Es beginnt wie jede gute Religion: Mit der Schuld. Ursünde 2.0, diesmal aber nicht nur eine Schuld an der eigenen Existenz, sondern auch an der der anderen. Die woke Offenbarung ist das universelle Eingeständnis, dass nichts, aber auch gar nichts richtig ist. Jeder Blick, jede Geste, jeder Atemzug – eine potentiell beleidigende Mikroaggression. Es ist das Evangelium der hyperkritischen Selbstreflexion: Man soll nicht nur den Splitter im Auge des Anderen, sondern vor allem die Brille der eigenen Privilegien im Gesicht erkennen.

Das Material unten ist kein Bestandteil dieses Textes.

PR #2378, opened 2021-09-21
[Compose] - 2355 - Improve MessageListHeader.kt API

### LINKED ISSUE #2355: [Compose] - Add default values to MessageListHeader
### Context

Add default values for lambda params in `MessageListHeader`

### Change Proposal

Make it easier to call this function, for example I shouldn't have to provide the last param here

```kotlin
MessageListHeader(
    channel = listViewModel.channel,
    currentUser = user,
    isNetworkAvailable = true,
    messageMode = listViewModel.messageMode,
    modifier = Modifier
        .fillMaxWidth()
        .height(56.dp),
    onBackPressed = onBackPressed,
    onHeaderActionClick = {},
)
```

### Acceptance criteria

- [ ] Parameters of `MessageListHeader` can be omitted where it makes sense

filbabic:
Fixes #2355 

### 🎯 Goal

We're improving the `MessageListHeader` API so that it's more customizable and easier to use.

### 🛠 Implementation details

- We added more default value parameters so that the user can easily use the API.
- We also added more parameters that allow for customization of specific parts of the header component.

### ☑️ Checklist

- [x] Reviewers added

### 🎉 GIF
update


docusaurus/docs/Android/04-compose/04-message-components/02-message-list-header.mdx
```diff
@@ -1,12 +1,9 @@
 # MessageListHeader
 
-The `MessageListHeader` component is a clean, stateless component, that doesn't require a `ViewModel`. It consists of three elements:
+The `MessageListHeader` component is a clean, stateless component, that doesn't require a `ViewModel`. It consists of three internal components by default and it
+allows you to customize the data, design style, action handlers and the internal components.
```
zsmb13, line 4: > consists of three internal components by default

Why do we include this in the docs if we no longer list what these are? Does this give the reader any information?

stream-chat-android-compose/src/main/java/io/getstream/chat/android/compose/ui/messages/header/MessageListHeader.kt
```diff
@@ -38,42 +38,54 @@ import io.getstream.chat.android.compose.ui.util.getDisplayName
...
+            modifier = Modifier
+                .size(36.dp),
+            imageVector = Icons.Default.ArrowBack,
+            onBackPressed = onBackPressed,
+        )
+    },
 
+    titleContent: @Composable RowScope.() -> Unit = {
+        DefaultMessageHeaderTitle(
+            modifier = Modifier.weight(6f),
```
zsmb13, line 73: I'm curious, does `6f` matter here as the value? Would `1f` have the same effect?

stream-chat-android-compose/src/main/java/io/getstream/chat/android/compose/ui/messages/header/MessageListHeader.kt
```diff
@@ -86,55 +98,58 @@ public fun MessageListHeader(
...
-            )
+            titleContent()
 
-            ChannelAvatar(
-                modifier = Modifier.size(36.dp),
-                channel = channel,
-                currentUser = currentUser,
-                contentDescription = channel.name
-            )
+            trailingContent()
```
zsmb13, line 105: Love how clean the implementation of this function is now 😄

stream-chat-android-compose/src/main/java/io/getstream/chat/android/compose/ui/messages/header/MessageListHeader.kt
```diff
@@ -86,55 +98,58 @@ public fun MessageListHeader(
...
+        channelName
+    } else {
+        stringResource(id = R.string.stream_compose_thread_title)
+    }
+
+    val subtitle = if (messageMode == Normal) {
+        stringResource(id = R.string.stream_compose_channel_members, memberCount, onlineCount)
+    } else {
+        stringResource(id = R.string.stream_compose_thread_subtitle, channelName)
+    }
```
zsmb13, line 143: We can make the `else` case more obvious with `when`s here

```suggestion
    val title = when (messageMode) {
        Normal -> channelName
        is Thread -> stringResource(id = R.string.stream_compose_thread_title)
    }

    val subtitle = when (messageMode) {
        Normal -> stringResource(id = R.string.stream_compose_channel_members, memberCount, onlineCount)
        is Thread -> stringResource(id = R.string.stream_compose_thread_subtitle, channelName)
    }
```

stream-chat-android-compose/src/main/java/io/getstream/chat/android/compose/ui/messages/header/MessageListHeader.kt
```diff
@@ -86,55 +98,58 @@ public fun MessageListHeader(
...
-    subtitle: String,
-    isNetworkAvailable: Boolean,
+    messageMode: MessageMode = Normal,
+    onHeaderActionClick: (Channel) -> Unit = {},
+    isNetworkAvailable: Boolean = true,
 ) {
+    val memberCount = channel.memberCount
+    val onlineCount = channel.members.count { it.user.online }
+
+    val channelName = channel.getDisplayName()
```
zsmb13, line 131: We could probably inline this value to wherever it's used - I think it's never used more than once

docusaurus/docs/Android/04-compose/04-message-components/02-message-list-header.mdx
filbabic: That's a good point. It used to describe the component and it felt a bit weird without having it here.

Maybe rephrasing this to something like: "It allows you to customize the data, design style, action handlers and the internal components that represent the leading and trailing actions and the title content."

stream-chat-android-compose/src/main/java/io/getstream/chat/android/compose/ui/messages/header/MessageListHeader.kt
filbabic: That's a good point - `1f` works too as it fills the remaining space.

stream-chat-android-compose/src/main/java/io/getstream/chat/android/compose/ui/messages/header/MessageListHeader.kt
filbabic: Yeah it's really nice! :]

And we can customize different parts of it to a greater extent which is cool

stream-chat-android-compose/src/main/java/io/getstream/chat/android/compose/ui/messages/header/MessageListHeader.kt
filbabic: Channel name is used in two places, but the counts are not, so I can inline those two!

stream-chat-android-compose/src/main/java/io/getstream/chat/android/compose/ui/messages/header/MessageListHeader.kt
zsmb13: The suggestion here was specifically to have `is Thread` as the condition on the second branches. Otherwise, it's "what to do in normal mode and what to do otherwise", but it might not be immediately clear what the "otherwise" case means if you don't know this code very well.

stream-chat-android-compose/src/main/java/io/getstream/chat/android/compose/ui/messages/header/MessageListHeader.kt
zsmb13: Only one of those two usages will actually happen though (one is in the Normal, the other in the Thread case), so even if we inline it we'll only ever fetch the value once

stream-chat-android-compose/src/main/java/io/getstream/chat/android/compose/ui/messages/header/MessageListHeader.kt
filbabic: Ohh okay that makes more sense now. I'll update it accordingly!

stream-chat-android-compose/src/main/java/io/getstream/chat/android/compose/ui/messages/header/MessageListHeader.kt
filbabic: That's true - I had figued pulling it out is okay in the sense that if we want to customize the display name or anything it'll be easier to update it in one place.

But thinking about it, there's really not much need for that!

stream-chat-android-compose/src/main/java/io/getstream/chat/android/compose/ui/messages/MessagesScreen.kt
```diff
@@ -61,7 +62,7 @@ public fun MessagesScreen(
     showHeader: Boolean = true,
     enforceUniqueReactions: Boolean = true,
     onBackPressed: () -> Unit = {},
-    onHeaderActionClick: () -> Unit = {},
+    onHeaderActionClick: (Channel) -> Unit = {},
```
zsmb13, line 65: Small tip for later: you can name these params and it will help a bit with autocompletion on the caller side:

```suggestion
    onHeaderActionClick: (channel: Channel) -> Unit = {},
```

zsmb13 (approved):

stream-chat-android-compose/src/main/java/io/getstream/chat/android/compose/ui/messages/MessagesScreen.kt
filbabic: @zsmb13 Yeah that's a good idea - do you think we should do this for all of our lambdas?

zsmb13: Yeah, I think it's good practice. Wish there was a lint warning to enable for this 😃 It's a super minor thing though, really just helps the IDE tooling a tiny bit on the call site. Doesn't have any practical effect otherwise.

Die wahre Gläubigkeit drückt sich durch dauerhafte Bußrituale aus. Man kann nie genug „Allies“ sein. Wie ein schräger Superheld des modernen Liberalismus muss man sich konstant neu erfinden: Queer, nicht-binär, genderfluid oder noch nicht einmal fertig definiert, weil es das nächste Label sowieso bald geben wird. Hauptsache, man hat dabei stets die passende Flagge parat.

Der Körper als Billboard

Früher nutzte man den eigenen Körper, um Dinge zu tun: laufen, arbeiten, tanzen, meinetwegen auch kämpfen. Heute ist der Körper viel mehr als nur ein Werkzeug. Er ist ein Statement. Kein Satz mehr, den man spricht, kein Satz mehr, den man hört, kann losgelöst von dem Sein, das in ihm mitschwingt, bestehen. Jede Tat und jedes Wort sind Träger eines unausgesprochenen Auftrags zur Sichtbarmachung. Du bist, was du darstellst, und die moderne Woke-Ästhetik hat dafür gesorgt, dass diese Darstellung jederzeit korrekt und up-to-date sein muss.

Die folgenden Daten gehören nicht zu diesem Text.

PR #2383, opened 2021-09-22
Add script for closing issues without response

adasiewiczr:
### 🎯 Goal

Add script for closing issues without response

### 🛠 Implementation details

Added a Github action for closing issues marked with `waiting for response` label that didn't receive any response from the author for at least 7 days.
If the original author comes back and gives more information, the label is removed and the issue is reopened, if necessary

### ☑️ Checklist

- [x] Reviewers added

### DIFF
--- a/.github/workflows/no-response.yml
+++ b/.github/workflows/no-response.yml
@@ -1,0 +1,25 @@
+name: No Response
+
+on:
+  issue_comment:
+    types: [created]
+  schedule:
+    # Schedule at the end of every day
+    - cron: '0 0 * * *'
+
+jobs:
+  noResponse:
+    runs-on: ubuntu-latest
+    steps:
+      - uses: lee-dohm/no-response@v0.5.0
+        with:
+          token: ${{ github.token }}
+          daysUntilClose: 7
+          responseRequiredLabel: waiting for response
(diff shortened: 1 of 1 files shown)


.github/workflows/no-response.yml
```diff
@@ -0,0 +1,25 @@
...
+jobs:
+  noResponse:
+    runs-on: ubuntu-latest
+    steps:
+      - uses: lee-dohm/no-response@v0.5.0
+        with:
+          token: ${{ github.token }}
+          daysUntilClose: 7
+          responseRequiredLabel: waiting for response
+          responseRequiredColor: D28960
```
zsmb13, line 19: Feels like we could just create the label on the UI, and then we don't need the hex code in the config here 😃

zsmb13 (approved):
LGTM, we can adjust it later if this turns out to be too aggressive, but really helpful otherwise

.github/workflows/no-response.yml
adasiewiczr: The label is already created and you're right - we don't need it in the config

amitkma (approved):
LGTM

JcMinarro (approved):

TIP:  Der virtuelle Brandherd

Sein oder nicht sein? Falsch gefragt. Bist du sichtbar oder unsichtbar? Und falls sichtbar, auf welchem Medium? Die Monokultur der Kleidung aus der Zeit vor dem Regenbogen ist tot. Trage Schwarz und du bist möglicherweise ein klischeehaft trauernder Gothic – oder schlimmer, ein unwissender Verweigerer der Pride-Flagge. Der Regenbogen? Er ist nicht nur eine Huldigung der Farbenvielfalt, er ist ein psychologischer Lackmustest. Du bist ein monochromer Langweiler? Willkommen im Club der Privilegierten, die zu unreflektiert sind, um ihre Zugehörigkeit zu performen. Bunte Haare, Button-Abzeichen und ausdrucksstarke Statements auf Kleidern sind die neuen Bekenntnisse. Anonymität? Altbacken.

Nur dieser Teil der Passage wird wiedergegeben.